Если у тебя есть сострадание.
Наконец, они съехали на отдаленную поляну дальше по склону. Уэллетт разложила койку и легла спать, что-то неразборчиво бормоча. Кларк неподвижно сидела в кресле, сквозь ветровое стекло наблюдая за серой ясностью ночи: за серой травой на лугу, за темно-серыми рядами хилых елей, за покрытыми струпьями, потертыми камнями. За небом, затянутым облаками, словно покрытым бумажной салфеткой.
Сзади послышался слабый храп.
Пошарив за сиденьем, Лени вытащила свой рюкзак. Сосуд для линз лежал на самом дне – жертва хронического пренебрежения. Она долго держала его в руке, прежде чем открыть.
Каждая линза полностью закрывала роговицу и даже больше. Они сидели плотно и, когда Кларк начала их снимать, словно потянули за собой глазные яблоки, а потом оторвались с легким хлопком.

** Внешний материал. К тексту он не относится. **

PR #4487, opened 2025-07-31
[DOC] Document cost of aggregate functions

### LINKED ISSUE #4464: [DOCS] Document non-linear aggregates

mihaibudiu:
Documents the cost of aggregate functions

Fixes #4464


docs.feldera.com/docs/sql/aggregates.md
```diff
@@ -324,3 +324,96 @@ year | desks | tables | chairs
...
+Sometimes the compiler can automatically decompose such an aggregate
+into a filter followed by a standard aggregate.
+
+`COUNTIF` is the same as `COUNT ... FILTER`.
+
+The following functions are non-linear, and require O(N) space and
+O(M) work:
+
+- `BIT_OR`, `BIT_XOR`, `BIT_AND`
+
```
blp, line 389: Is this just because they're not worth optimizing (who aggregates these things?)? I think that xor is a linear function and that bitwise-and and bitwise-or can be optimized in the same way as boolean operations.

mihaibudiu: XOR is not really anything, it depends on the parity of the weight of the value
OR and AND are really MAX or MIN bitwise, I guess we could optimize them in similar ways.

mihaibudiu: maybe xor is linear

mihaibudiu: the problem with linear aggregates is that they use the existing `Add` trait of the Rust type, and you cannot have two Add traits for integers.

mihaibudiu: So if we really want to make Xor linear we have to wrap it into a different Rust type

blp: I don't think it's worth it.

lalithsuresh (approved):

Issue #4484, opened 2025-07-31
python-sdk use feldera-host as variable


gz:
```
❯ export FELDERA_HOST=xxx
❯ export FELDERA_BASE_URL=xxx
```

We use feldera_host in fda but python tests use feldera_base_url.. I propose we switch everything to feldera_host to make it easier for the user to configure their shell

snkas:
I would be more in favor of:
```
FELDERA_URL
FELDERA_API_KEY
FELDERA_HTTPS_TLS_CERT_PATH
```

... and its test counterparts (do we want these? It might be handy when to separate to be able to test locally):
```
TEST_FELDERA_URL
TEST_FELDERA_API_KEY
TEST_FELDERA_HTTPS_TLS_CERT_PATH
```

For example:
```
FELDERA_URL="https://localhost:8080"
FELDERA_API_KEY="apikey:..."
FELDERA_HTTPS_TLS_CERT_PATH="/path/to/tls.crt"
```

snkas:
My main goal is to have it be unambiguous -- it comes across to me that "host" might include port, but generally does not include protocol.

gz:
I agree the name is not perfect, but one issue is we use `FELDERA_BASE_URL` in python tests only, whereas we use `FELDERA_HOST` in fda so changing it there is a breaking change

abhizer:
I think changing it to `FELDERA_URL` makes sense. I agree that "host" gives a sense of just the hostname.

I don't think we should setup separate env vars for tests, we don't want to test using one and run using another set of variables.

snkas:
Alright, I think as well the URL is better naming, but if we can't break back compatibility, let's use FELDERA_HOST then as a compromise.

It will also need to be adjusted everywhere else, including pipeline-manager tests, docs and demos.

Do we agree then on:
```
FELDERA_HOST="https://localhost:8080"
FELDERA_API_KEY="apikey:..."
FELDERA_HTTPS_TLS_CERT_PATH="/path/to/tls.crt"
```
...? @gz is this also the meaning of FELDERA_HOST for fda?

blp:
> is this also the meaning of FELDERA_HOST for fda?

Yes. The meaning of FELDERA_HOST/FELDERA_BASE_URL is consistent, and outside of the Python tests it's called FELDERA_HOST.

PR #4489, opened 2025-07-31
[python] Use FELDERA_HOST instead of FELDERA_BASE_URL for tests.

blp:
This leaves vestigial FELDERA_BASE_URL support until dependents can be updated.

Fixes https://github.com/feldera/feldera/issues/4484.


mihaibudiu:
Fixes #4484?

PR #4490, opened 2025-08-01
[types] Support fractional CPUs.

blp:
Basically nothing in the tree uses this, so it didn't require much change.

I had to remove some `Eq` and `Ord` derivations, but that broke nothing, so it seemed better than the alternatives.

I don't think this breaks anything.

### DIFF
--- a/crates/feldera-types/src/config.rs
+++ b/crates/feldera-types/src/config.rs
@@ -55,7 +55,7 @@ pub const DEFAULT_CLOCK_RESOLUTION_USECS: u64 = 1_000_000;
 /// (e.g., runtime configuration) and entries derived from the schema
 /// of the compiled program (e.g., connectors). Storage configuration,
 /// if applicable, is set by the runner.
-#[derive(Debug, Clone, Eq, PartialEq, Serialize, Deserialize, ToSchema)]
+#[derive(Debug, Clone, PartialEq, Serialize, Deserialize, ToSchema)]
 pub struct PipelineConfig {
     /// Global controller configuration.
     #[serde(flatten)]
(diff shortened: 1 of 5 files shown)


gz:
the kubernetes format also allows you to specify things like "500m"
https://kubernetes.io/docs/concepts/configuration/manage-resources-containers/#meaning-of-cpu

maybe we don't need to support it but if you end up doing that I added some code for it here 
https://github.com/feldera/feldera/blob/main/crates/pipeline-manager/src/config.rs#L154
https://github.com/feldera/feldera/blob/main/crates/pipeline-manager/src/config.rs#L756

lalithsuresh:
Make sure to test this behavior on the cloud side, and confirm whether they translate correctly to valid kubernetes cpu requests/limits.

crates/feldera-types/src/config.rs
```diff
@@ -55,7 +55,7 @@ pub const DEFAULT_CLOCK_RESOLUTION_USECS: u64 = 1_000_000;
 /// (e.g., runtime configuration) and entries derived from the schema
 /// of the compiled program (e.g., connectors). Storage configuration,
 /// if applicable, is set by the runner.
-#[derive(Debug, Clone, Eq, PartialEq, Serialize, Deserialize, ToSchema)]
+#[derive(Debug, Clone, PartialEq, Serialize, Deserialize, ToSchema)]
```
mihaibudiu, line 58: could use OrderedFloat if you want this too

snkas (approved):
Yes, as Lalith mentioned, be sure to check the PR works on the cloud side.

crates/feldera-types/src/config.rs
blp: It didn't seem worth it to me until/unless we need `Eq` or `Ord`.

blp:
> Make sure to test this behavior on the cloud side, and confirm whether they translate correctly to valid kubernetes cpu requests/limits.

I set this config:
```
 "resources": {
    "cpu_cores_min": 1.5,
    "cpu_cores_max": 2.5,
    "memory_mb_min": null,
    "memory_mb_max": null,
    "storage_mb_max": null,
    "storage_class": null
  },
```
and it got set up as:
```
                "resources": {
                    "limits": {
                        "cpu": "2500m",
                        "ephemeral-storage": "2G",
                        "memory": "32G"
                    },
                    "requests": {
                        "cpu": "1500m",
                        "ephemeral-storage": "500M",
                        "memory": "100M"
                    }
                },
```
That looks like a success to me, so I'll merge it.

PR #4494, opened 2025-08-01
py: refactor python tests to run in parallel

abhizer:
* python tests should no longer run for hours in CI, seems like it was a bug in the stop implementation, where we did for x in collection.pop(), which instead of popping all the items, only pops the first one and iterates on it.

* adds support for waiting until all data represented by a completion token has been processed

* refactor the tests to run in parallel

## Checklist

- [ ] Documentation updated
- [ ] Changelog updated

## Breaking Changes?

- [ ] fda (CLI arguments)
- [ ] Others (specify)

Python test fixes.


python/feldera/rest/feldera_client.py
```diff
@@ -671,14 +675,62 @@ def push_to_pipeline(
...
+            raise FelderaAPIError("response did not contain a completion token", resp)
+
+        if not wait:
+            return token
+
+        self.wait_for_token(pipeline_name, token)
+
+        return token
+
+    def wait_for_token(self, pipeline_name: str, token: str):
```
blp: Should this accept a timeout?

python/feldera/rest/feldera_client.py
```diff
@@ -671,14 +675,62 @@ def push_to_pipeline(
...
+
+            if status.lower() == "complete":
+                break
+
+            elapsed = time.time() - start
+            logging.debug(
+                f"still waiting for inputs represented by {token} to be processed; elapsed: {elapsed}s"
+            )
+
+            time.sleep(0.1)
```
blp: That's really fast polling. I guess that in the common case, records will be completed quickly, which is an argument for polling frequently. But it's a lot if it takes a long time.

Sometimes, in cases like this, I've set up polling so that it's fast at first but slows down after a while.

blp (approved):

python/feldera/rest/feldera_client.py
abhizer: Yeah, it should. I will add it.

python/feldera/rest/feldera_client.py
abhizer: Yeah, I will add some backoff here.

python/feldera/rest/feldera_client.py
```diff
@@ -671,14 +675,62 @@ def push_to_pipeline(
...
+        if not wait:
+            return token
+
+        self.wait_for_token(pipeline_name, token)
+
+        return token
+
+    def wait_for_token(self, pipeline_name: str, token: str):
+        """
+        Blocks until this all records represented by this completion token have
```
ryzhyk:
```suggestion
        Blocks until all records represented by this completion token have

```

ryzhyk:
This doesn't yet solve the problem with stopping the pipeline before processing all HTTP outputs, right?

abhizer:
> This doesn't yet solve the problem with stopping the pipeline before processing all HTTP outputs, right?

Yeah, not much we can do about that.

PR #4496, opened 2025-08-01
[datagen] Use crossbeam::Parker

ryzhyk:
Datagen used std::thread::park/unpark, which brittle and I believe I saw an instance where it caused datagen to get stuck. The problem is that if thread 1 calls `unpark` before thread 2 calls `park`, and there is another instance of `park` in thread 2 before it hits the `park` in question, including anywhere in a library, then the `unpark` will have no effect. The crossbeam parker doesn't have this issue.

### DIFF
--- a/Cargo.lock
+++ b/Cargo.lock
@@ -4709,6 +4709,7 @@ dependencies = [
  "anyhow",
  "async-channel 2.3.1",
  "chrono",
+ "crossbeam",
  "dbsp",
  "fake",
  "feldera-adapterlib",
--- a/crates/datagen/Cargo.toml
+++ b/crates/datagen/Cargo.toml
@@ -29,3 +29,4 @@ async-channel = { workspace = true }
 range-set = { workspace = true }
 xxhash-rust = { workspace = true, features = ["xxh3"] }
 uuid = { workspace = true, features = ["v4", "std"] }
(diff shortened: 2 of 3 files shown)


blp:
> Datagen used std::thread::park/unpark, which brittle and I believe I saw an instance where it caused datagen to get stuck. The problem is that if thread 1 calls `unpark` before thread 2 calls `park`, and there is another instance of `park` in thread 2 before it hits the `park` in question, including anywhere in a library, then the `unpark` will have no effect. The crossbeam parker doesn't have this issue.

That's because the crossbeam parker isn't a per-thread singleton, right? Not because there's some kind of bug in std?

ryzhyk:
> > Datagen used std::thread::park/unpark, which brittle and I believe I saw an instance where it caused datagen to get stuck. The problem is that if thread 1 calls `unpark` before thread 2 calls `park`, and there is another instance of `park` in thread 2 before it hits the `park` in question, including anywhere in a library, then the `unpark` will have no effect. The crossbeam parker doesn't have this issue.
> 
> That's because the crossbeam parker isn't a per-thread singleton, right? Not because there's some kind of bug in std?

Correct, park/unpark applies to a specific parker object, not the entire thread.

gz (approved):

Впечатление было такое, словно она не просто сняла линзы, а вытащила себе глаза – как будто ослепла. Или вновь оказалась на дне океана, там, где не было никакого света.
Не сказать что это было так уж неприятно.
Поначалу все погрузилось во тьму; пока фотоколлаген пахал за двоих, радужка обленилась, но через некоторое время вспомнила, что надо бы расшириться. Пустоту впереди осветил темно-серый мазок: это слабый ночной свет проникал сквозь ветровое стекло.
Лени на ощупь выбралась из лазарета и прислонилась к его боку. Закрыла дверь так мягко, как могла. Ночной воздух охладил руки и лицо.
Краем глаза она заметила какое-то размытое пятно, которое исчезало, стоило на нем сосредоточиться. Скоро Кларк уже смогла отличить небо от вершин деревьев. Мутная клубящаяся серость над зубчатой тенью, казавшаяся чуть ярче на востоке.